Prompt: Pull out every line with the word "submissions" from the entries below.

Materials provided:

======

Issue #244, opened 2015-07-02
Add pagination to users#index


carpodaster:
The users' list at "Community" is growing long.

F3PiX:
:+1:

PR #273, opened 2015-07-14
Adding pagination to Community / users list

F3PiX:
OK @carpodaster ?


F3PiX:
Oow I forgot to mention: issue #244

config/initializers/kaminari_config.rb
```diff
@@ -0,0 +1,10 @@
+Kaminari.configure do |config|
+   config.default_per_page = 15
```
carpodaster: This will affect the whole app. Kaminari's default is 25 per page and I would rather stick with that.

spec/views/users/index.html.slim_spec.rb
```diff
@@ -1,18 +0,0 @@
...
-    ])
-    allow(view).to receive(:current_season).and_return(build_stubbed(:season))
-    allow(controller).to receive(:current_user).and_return(double.as_null_object)
-  end
-
-  it 'renders a list of users' do
-    render
-    assert_select 'tr>td', text: 'Name', count: 2
-  end
-end
```
carpodaster: Removing a test file because it fails is normally not an option :wink: but we talked about it already: view template tests are brittle anyway so :+1: for throwing it away.

config/initializers/kaminari_config.rb
F3PiX: Done!

spec/views/users/index.html.slim_spec.rb
F3PiX: LOL

carpodaster:
Looks good! Thanks @F3PiX :tulip:

Issue #289, opened 2015-07-21
Layout error in header


roosdebildt:
Created huge horizontal scrolling area.
All huge styling changes create bugs, right *embarrassed*.... right?

![screen shot 2015-07-21 at 18 05 12](https://cloud.githubusercontent.com/assets/11146524/8805742/34a60edc-2fd3-11e5-9f8e-2e8595b8dff1.png)

+ this:

![screen shot 2015-07-21 at 18 08 18](https://cloud.githubusercontent.com/assets/11146524/8805822/99eea312-2fd3-11e5-9dd9-e8981b3dd209.png)

Easy fixes though. I'm on it.

alicetragedy:
@roosdebildt no worries, tbh I didn't even notice :speak_no_evil:

sareg0:
hehe, I noticed, but it was already there, it was just more acute after the layout changes. You didn't cause, you just made it more obvious it needed to be fixed :) Glass half full ;)

alicetragedy:
closed via https://github.com/rails-girls-summer-of-code/rgsoc-teams/pull/290

PR #290, opened 2015-07-21
header and font bugfixes #289

roosdebildt:
see #289.


sareg0:
this is cool, it has been a problem we haven't gotten around to fixing until now.

Issue #267, opened 2015-07-13
Supervising area (team profile page) layout error


idengager:
So I put in a long long comment together with the first checkup for my team ([Rubyherzlein](https://teams.railsgirlssummerofcode.org/teams/9)) and this happened:
![screen shot 2015-07-13 at 12 07 34](https://cloud.githubusercontent.com/assets/2712383/8647459/628c2eb6-2958-11e5-91a9-35039852a59b.png)

I wouldn't mind it as such, but the comment covers the `Checked up on them button` so that it can't be clicked. Because this is just a layout issue I was able to work around it by just hiding the `information` element, but, well, this isn't sustainable.

alicetragedy:
@idengager thanks for opening the issue! I actually noticed this on the weekend as well and was planning to fix it ;) I'll get that done sometime this week – hopefully sooner rather than later!

sareg0:
ps I'm looking into this

F3PiX:
@sareg0 We will be working on the supervisor dashboard from Wednesday on. Just saying... (but you know how fast we are, so if it needs a quick fix ;-)... )

sareg0:
believe you me, this is a Quick fix (not the capital Q ;) ), and the supervisor's dashboard needs an overhaul anyway. This fix is just a stopgap, so feel free to chuck it out when you get to the dashboard. It's just so it's not so annoying right now @F3PiX

sareg0:
Pull request now lodged

alicetragedy:
closed via https://github.com/rails-girls-summer-of-code/rgsoc-teams/pull/291

F3PiX:
We will do our best to make it a wonderfull dashboard for all SUPERvisors :-)

PR #291, opened 2015-07-21
fix text flowing over supervisors' check up box

sareg0:
This is a quick fix for issue #267.

Below is a the screenshot of what it will look like when merged.

supervisorcomments

Note that there is now a scroll, to stop the text flowing out of the 'y' bounds of the grey box. To make reading easier, the text is now aligned left instead of right. It creates two more distinct columns. By no means perfect, and this may be temporary before Team Cheesy gets to the supervisors' dashboard.

All tests passing still.

### DIFF
--- a/app/assets/stylesheets/global.css.sass
+++ b/app/assets/stylesheets/global.css.sass
@@ -1,5 +1,5 @@
 // Global styles
-// 
+//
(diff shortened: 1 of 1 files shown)


alicetragedy:
looks good to me – I'm happy to merge :)

PR #296, opened 2015-07-28
save error and sent at on submissions

marcgreenstock:
In the upgrade to 4.2 I think I removed this: https://github.com/rails-girls-summer-of-code/rgsoc-teams/commit/1f4bb2ca03c87e34e681301fd24efb091bc02a4f#diff-a96b7164d6c7405c9b73329852bb415dL15

That was what was persisting the error and setting the sent_at on the submissions.


carpodaster:
:tada: Thanks!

======

Solution:
save error and sent at on submissions
That was what was persisting the error and setting the sent_at on the submissions.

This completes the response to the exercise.